Di Simplicio’s examination of the Siennese documents added a good deal of knowledge and ranged over a lengthy period of time, and this is an important aspect. He also succeeded in drawing a number of significant conclusions, such as the fact that participating in sabbaths was not included among the indictments of those accused of witchcraft, a very important piece of information that can also be found in many other trials in Italy.13
The abundance of non-Roman inquisitorial records also emerges in the accurate and painstaking work of Maria Sofia Messana, who took on the challenging task of providing an overview of the topic of necromancers and witches in Sicily over a long time span (1500–1782). Not confining herself to a study of persecutions, Messana succeeded in reconstructing a picture of the practices of presumed witches and how these were rooted in a dense network of beliefs. Her work is not focused on repression, but on the “Sicilian people with their religious and magical convictions, with their attachment to the traditions from the most distant past which they felt to be irreplaceable roots…” (Messana 2007, p. 21).
Studies based on inquisitorial sources, with all the caution they require, are still the most numerous, and many still confine their research to the judicial aspects, as may be seen in Tamar Herzig’s excellent contribution to The Oxford Handbook of Witchcraft, the ambitious work Edited by Brian Levack in 2013. In her paper “Witchcraft prosecutions in Italy”, Herzig, who has done outstanding work on witch hunts and sanctity, as well as on other topics, focused her attention on persecutions over a short period of time and urged:
“it is high time for broad syntheses that explore common themes and variations in Italian witchcraft trials from the late fourteenth through the eighteenth centuries”.

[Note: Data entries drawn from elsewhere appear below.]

PR #7010, opened 2025-11-28
perf(core): store subscribers in `Set` to deduplicate them by identity

ruscon:
ref https://github.com/mikro-orm/mikro-orm/discussions/7009

### DIFF
--- a/tests/features/event-manager/EventManager.test.ts
+++ b/tests/features/event-manager/EventManager.test.ts
@@ -1,36 +1,49 @@
-import type { MikroORM } from '@mikro-orm/core';
-import { initORMSqlite } from '../../bootstrap';
-import { Test2Subscriber } from '../../subscribers/Test2Subscriber';
+import { Entity, MikroORM, PrimaryKey } from '@mikro-orm/core';
+import { SqliteDriver } from '@mikro-orm/sqlite';
+
+@Entity()
+class User {
+
+  @PrimaryKey()
+  id!: number;
+
+}
+
+class UserSubscriber {}
 
 describe('EventManager', () => {
-
   let orm: MikroORM;
 
   beforeEach(async () => {
-    orm = await initORMSqlite();
+    orm = await MikroORM.init({
+      entities: [User],
+      subscribers: new Set([new UserSubscriber()]),
+      dbName: `:memory:`,
+      driver: SqliteDriver,
+    });
   });
 
   afterEach(async () => orm.close(true));
 
   test('should register preconfigured subscribers', async () => {
-    expect(orm.em.getEventManager().getSubscribers().size).toEqual(0);
+    expect(orm.em.getEventManager().getSubscribers().size).toEqual(1);
   });
 
-  test('should register a new subscriber', async () => {
-    orm.em.getEventManager().registerSubscriber(new Test2Subscriber());
-    expect(orm.em.getEventManager().getSubscribers().size).toEqual(1);
+  test('should register a new instance of the subscriber', async () => {
+    orm.em.getEventManager().registerSubscriber(new UserSubscriber());
+    expect(orm.em.getEventManager().getSubscribers().size).toEqual(2);
   });
 
   test('should register only one subscriber of the same instance', async () => {
-    const subscriber = new Test2Subscriber();
+    const subscriber = new UserSubscriber();
     orm.em.getEventManager().registerSubscriber(subscriber);
     orm.em.getEventManager().registerSubscriber(subscriber);
     orm.em.getEventManager().registerSubscriber(subscriber);
-    expect(orm.em.getEventManager().getSubscribers().size).toEqual(1);
+    expect(orm.em.getEventManager().getSubscribers().size).toEqual(2);
   });
 
   test('should fork with registered subscribers', async () => {
-    orm.em.getEventManager().registerSubscriber(new Test2Subscriber());
+    orm.em.getEventManager().registerSubscriber(new UserSubscriber());
 
     const em = orm.em.fork();
     expect(orm.em.getEventManager().getSubscribers()).toStrictEqual(em.getEventManager().getSubscribers());
@@ -41,10 +54,9 @@ describe('EventManager', () => {
       freshEventManager: true,
     });
 
-    em.getEventManager().registerSubscriber(new Test2Subscriber());
-    em.getEventManager().registerSubscriber(new Test2Subscriber());
+    em.getEventManager().registerSubscriber(new UserSubscriber());
     expect(em.getEventManager().getSubscribers().size).toEqual(2);
-    expect(orm.em.getEventManager().getSubscribers().size).toEqual(0);
+    expect(orm.em.getEventManager().getSubscribers().size).toEqual(1);
   });
 
   test('should fork with registered subscribers (cloneEventManager: true)', async () => {
@@ -52,9 +64,8 @@ describe('EventManager', () => {
       cloneEventManager: true,
     });
 
-    em.getEventManager().registerSubscriber(new Test2Subscriber());
-    em.getEventManager().registerSubscriber(new Test2Subscriber());
+    em.getEventManager().registerSubscriber(new UserSubscriber());
     expect(em.getEventManager().getSubscribers().size).toEqual(2);
-    expect(orm.em.getEventManager().getSubscribers().size).toEqual(0);
+    expect(orm.em.getEventManager().getSubscribers().size).toEqual(1);
   });
 });


packages/core/src/events/EventManager.ts
```diff
@@ -8,14 +8,18 @@ export class EventManager {
   private readonly listeners: { [K in EventType]?: EventSubscriber[] } = {};
   private readonly entities: Map<EventSubscriber, string[]> = new Map();
   private readonly cache: Map<number, boolean> = new Map();
-  private readonly subscribers: EventSubscriber[] = [];
```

After Herzig’s essay, Matteo Duni, a refined scholar of magic and witchcraft in Italy, offered his interpretation of the situation in Italy. Duni was also convinced of the influence of political fragmentation on the history of Italian witch hunts as a reflection of cultural, and especially institutional, diversity.
“Studying the history of witchcraft and witch hunts in Italy therefore requires the adoption of multiple analytical models, capable of taking into account the extreme diversity of the political and legal backgrounds, as well as of describing and interpreting the folkloric varieties of the witchcraft paradigm”.
According to Duni, witch hunts in Italy had four characteristics:
“it began early, took place almost exclusively north of the present-day region of Tuscany, only rarely reached the mass dimensions it had in northern Europe, and was mostly the work of church courts. This last point requires some explanation. The Inquisition shared with secular justice the responsibility of trying heretics, as magicians and witches were considered to be, because heresy was a crime which both church and state courts could prosecute (a crime of “mixed jurisdiction”, as jurists called it), and also because criminal law mandated that harm provoked by witchcraft be punished by the civil magistrate”.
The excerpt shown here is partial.